Конечно, «Новому миру» было на чём сойтись с Солженицыным. Нам тоже не нравился казённо-бюрократический социализм, мы защищали человеческую правду против формальной, мы приходили в содрогание от ужасов сталинского лагеря и протестовали, где могли, против изощрённых форм общественного лицемерия. Но мы верили в социализм, как в благородную идею справедливости, в социализм с человеческим нутром, а не лицом только. Для нас неоспоримы были демократические права личности. Мы искали опору своему чувству и убеждению в народе — и, боясь истасканности и фальшивой декламационности этого понятия, всегда дорожили чувством общего с трудовыми людьми. Для Твардовского это попросту было второй его природой.
Спору нет, всякая крупная идея может быть искажена в исторической практике, иногда и до неузнаваемости.
Виной ли тому «дурная природа» людей, генетическая незрелость их как рода, неподготовленность нравственного сознания к новым формам жизни, или скверная, изгаженная почва предшествующих социальных влияний и традиций, но только любой шаг в гуманистическом совершенствовании социальной структуры даётся с немалым трудом и чреват откатами, разочарованиями и душевными катастрофами.
Солженицын хотел бы переделать, пересоздать мир по-своему. Социализм не выдержал перед ним своего экзамена. Он склонен его отвергнуть радикально — как принцип, как идею и сменить... на что? Вот тут и заковыка.
А может, все беды и неудачи нашей страны оттого как раз, что социализм понят по-старому, по-монархически, в соответствии с дорогими автору «Телёнка» давними российскими традициями? Ведь идея социализма, пришедшая к нам с развитого Запада, хоть и поддержанная инстинктивно навыками нашей крестьянской общины, пала на такую, в общем, глухую, придавленную вековыми традициями рабства, порченную петербургской бюрократией почву, что и сама... Впрочем, это уже другая тема. «Шагать бывает склизко по камешкам иным» — граф А.К. Толстой рифмовал эту строку со строчкой: «Мы лучше помолчим». Важно отметить, что «Новый мир» прививал своим читателям умение думать, сознавать реальность своего положения и стремиться к лучшему. Журнал воспитывал чувство связи с традициями демократии и культуры — задача просветительная, но для нашей страны не скудная и не узкая.

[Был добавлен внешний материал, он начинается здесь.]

PR #3685, opened 2025-02-10
LF-4693 Display existing Ensemble addon

kathyavini:
**Description**

This PR is the display of the active Ensemble connection in the Add Sensors page (thank you to @SayakaOno for already doing all of this!!) and the Farm Settings page.

"Disconnecting" the Addon will trigger the warning modal, but it will not actually disconnect -- there is a separate user story for the disconnection feature.

Notes:
- There is some scope for refactoring a more general "Addon Card" pattern within PureFarmAddons, but I thought it was premature to attempt this without knowing what future add-ons will look like (e.g. will they always have an organisation ID? Will they always have an internal link to an overview page)?
- The [Figma](https://www.figma.com/design/eMffC0h3JPlWtzNttxJpil/Litefarm-Updated?node-id=27080-147382&m=dev) "Disconnect ESCI" button is green. But that's the active state of that variant! So I used the variant as defined; i.e. it will be green when you click on it. Update: confirmed with Loïc that the active state being displayed in Figma was in error and this is the standard variant
- Within Farm Settings, I left the text of the link to the page that will eventually show all Ensemble sensors consistent with what is shown in Add Sensors (rather than what is on Figma); I thought we landed on not changing it? Because it's within the Ensemble Addon Card? But in any case if it is changed I think it would make more sense for those links to match (be changed in conjunction). This can be double-checked on Wednesday. Update: checked, and both strings have been changed to match the Farm Settings version

Jira link: https://lite-farm.atlassian.net/browse/LF-4693

**Type of change**

**How Has This Been Tested?**

- [ ] Passes test case
- [ ] Other (please explain)

**Checklist:**

There


packages/webapp/src/components/Profile/Addons/index.tsx
```diff
@@ -0,0 +1,152 @@
...
+};
+
+const PureFarmAddons = ({
+  hasActiveConnection,
+  organizationIds,
+  onDisconnect,
+}: PureFarmAddonsProps) => {
+  const { t } = useTranslation(['translation', 'common']);
+
+  useEffect(() => {
```
kathyavini, line 47: Despite the pattern shown in the React Router v4/v5 docs to be functional to create the hashed URL:

```
to={{ pathname: '/farm', hash: '#esci-addon' }}>
```

it didn't actually route to that component. Has anyone has gotten this working without a`useEffect()` by chance?

packages/webapp/src/components/Table/TableV2.jsx
```diff
@@ -163,7 +165,7 @@ export default function TableV2(props) {
 
   return (
     <Box sx={{ width: '100%' }}>
-      <TableContainer sx={{ maxHeight }}>
+      <TableContainer sx={{ maxHeight }} className={tableContainerClass}>
```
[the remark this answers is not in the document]
SayakaOno: Sorry about this!! 😱 Those changes were supposed to be included in my next PR, so I dropped the commit from my previous branch! I forgot it was also in this branch... Feel free to leave them in, sorry again! 🙏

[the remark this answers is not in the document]
kathyavini: Oh no worries then 😌 Thank you for explaining the mystery!

packages/webapp/src/components/Profile/Addons/index.tsx
SayakaOno: It doesn't work even if I directly enter the URL in the address bar, so I think the fixed header or sidebar is preventing the behaviour 😢
But the implemented behaviour looks beautiful!

packages/webapp/src/containers/Profile/Farm/Addons/index.tsx
```diff
@@ -0,0 +1,51 @@
...
+ *  but WITHOUT ANY WARRANTY; without even the implied warranty of
+ *  MERCHANTABILITY or FITNESS FOR A PARTICULAR PURPOSE. See the
+ *  GNU General Public License for more details, see <https://www.gnu.org/licenses/>.
+ */
+import PureFarmAddons from '../../../../components/Profile/Addons';
+import { useGetFarmAddonQuery } from '../../../../store/api/apiSlice';
+import { PARTNERS } from '../../../LocationDetails/PointDetails/SensorDetail/v2/constants';
+
+const FarmAddons = () => {
+  const { isSuccess: hasESciConnection, data: ESciData } = useGetFarmAddonQuery(
```
SayakaOno, line 20: Is the naming `ESciData` a known convention? For consistency, I think we should use something like `esciDataArray`...

SayakaOno (commented):
Looks great! Just left one comment about naming :)

packages/webapp/src/containers/Profile/Farm/Addons/index.tsx
kathyavini: Ah thank you! I actually opened a thread in UX-UI about this on Friday but I'm not sure it was interpreted correctly. Let me ask directly in the Ensemble channel as well.

I have seen ESci before and it is the abbreviation that Ensemble itself has used for e.g. their old Postman API docs -- they call that `ESci Cloud`. I highly doubt that they would ever abbreviate ESCI because it just doesn't make sense as an acronym.

But as far as this PR, I meant to not include it so we can stay consistent across our code until we confirm officially, so I'll remove it!

SayakaOno (dismissed):

packages/webapp/src/containers/Profile/Farm/Addons/index.tsx
SayakaOno: Very interesting, I didn't know any style guide addressed these cases!
Google's guide would be easier to follow (no need to overthink, right?), but I'd like to write "KPI" rather than "Kpi" 😂
Honestly, I wouldn't mind if they were mixed, so... if anyone else has a preference, I'd follow that!

kathyavini:
@SayakaOno I COMPLETELY forgot about that! Are they already "hideable" or will it take some manipulation of `<ContextForm />` as well? I think it's definitely in the scope of this PR but if you have an idea about how to implement it already...! 🙏 ❤️

packages/webapp/src/containers/LocationDetails/PointDetails/SensorDetail/v2/Partners.tsx
```diff
@@ -13,11 +13,27 @@
...
-const Partners = () => {
-  // TODO: LF-4693 GET /farm_addon?integrating_partner_id=1
+const Partners = ({
+  setIsEditing,
+}: {
+  setIsEditing: React.Dispatch<React.SetStateAction<boolean>>;
+}) => {
+  const { isSuccess: hasEsciConnection } = useGetFarmAddonQuery(
+    `?addon_partner_id=${PARTNERS.ESCI.id}`,
+  );
```
kathyavini, line 26: The "correct" way to control when this query re-runs is with tag invalidation, but I kind of want to add a permanent `{ refetchOnMountOrArgChange: true },`  here and to farm settings (which I use in development anyway) and nip all the concurrency issues in the bud before they can even arise. It just seems like the kind of data we want always up-to-date regardless of the user who has initiated the connection/disconnection 🤔

Thoughts?

SayakaOno: That makes sense, but it also makes me wonder if there’s a possibility where no addon exists, yet the user still sees sensors or vice versa…

kathyavini: Oh yes, definitely because the GET `sensors/` is also RTK Query cached. So this is probably something we should think about at the end of the epic as a single unit in terms of timing of re-fetch and concurrency.

SayakaOno (approved):
Looks good to me!

antsgar (dismissed):
Looks great! ❤️ love it

packages/webapp/src/components/Profile/Addons/index.tsx
antsgar: It looks like React Router v4 doesn't support the anchor links, I guess it just adds the hash to the URL but does nothing with it -- someone actually developed an external library for it, but it seems it pretty much does this same thing, so this works perfect.

antsgar:
Oh one comment that I forgot to add, I wonder if we should place the `FarmAddons` component outside of the `Profile` folder, since it's meant to be used outside of Settings too?

packages/webapp/src/components/Profile/Addons/index.tsx
```diff
@@ -0,0 +1,152 @@
...
+  hasActiveConnection: {
+    esci: boolean;
+  };
+  organizationIds: {
+    esci: string;
+  };
+  onDisconnect: {
+    esci: () => void;
+  };
+};
```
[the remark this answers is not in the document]
kathyavini: I really like this! In what sense would we have to do it throughout? Like in both Partner and FarmAddons? I think that's okay...!

packages/webapp/public/locales/en/translation.json
```diff
@@ -279,6 +279,19 @@
...
   },
+  "ADDON": {
+    "DISCONNECT_MODAL": {
+      "CONFIRM": "Disconnect",
+      "CANCEL": "Don't disconnect"
+    },
+    "ESCI": {
+      "MODAL_INFO": "You will not be able to access your ESCI sensors data until you reconnect",
+      "MODAL_TITLE": "Are you sure you want to disconnect your ESCI sensors?",
+      "DISCONNECT_ESCI": "Disconnect ESCI",
```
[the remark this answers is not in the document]
kathyavini: Sayaka said she was making a separate PR for this (in the sensor list PR's [comment](https://github.com/LiteFarmOrg/LiteFarm/pull/3686#issuecomment-2654814707)) where I figured it would just be done as one swoop

kathyavini:
> Oh one comment that I forgot to add, I wonder if we should place the FarmAddons component outside of the Profile folder, since it's meant to be used outside of Settings too?

@antsgar it's not currently scoped to be used outside of the Farm Profile page 🤔 But is that what we had said at some point? That there will be a dedicated Addons page at some point?

packages/webapp/src/components/Profile/Addons/index.tsx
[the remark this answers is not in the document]
antsgar: I thought maybe there were going to be a bunch of places where when typing we'd have to make the call to make the types flexible like this or to "hardcode" ESci as the only option, it might not affect that many types though

antsgar:
@kathyavini don't mind me, for a second I thought FarmAddons was being used both in the profile page and in the add sensors page, but it's not! It's perfectly placed as is 👍

antsgar (approved):

SayakaOno (approved):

Для автора «Телёнка» всего этого не существует. Он погоняет время, он не хочет ждать, он теребит непрозревших, обвиняет в трусости и мелкости тех, кто не с ним. И у журнала, выходит, если и была какая-то оправданная цель, то только поддержка его, Солженицына. Когда-то, впрочем и не так давно, и он всерьёз говорил о «нравственном социализме» (в «Раковом корпусе»). Теперь отрекается от этого: то были не более чем слова персонажа. Для него самого социализм — бранное слово. И поскольку так, а позитивной социальной альтернативы не имеется в виду, то уширяется лишь сектор критики, затевается тяжба с историей — с постоянной «игрой на повышение». Вчера был виновен Сталин, сегодня — Ленин, завтра — вся пропитанная безбожием русская литература и общественность XIX века, декабристы и Герцен, а там, глядишь, и французские просветители XVIII века, и Декарт, и Аристотель, и неведомо ещё кто, внушавший почтение к мысли. Что в этом разбираться? Одним миром мазаны. Сама мысль — зло. Благо — вера.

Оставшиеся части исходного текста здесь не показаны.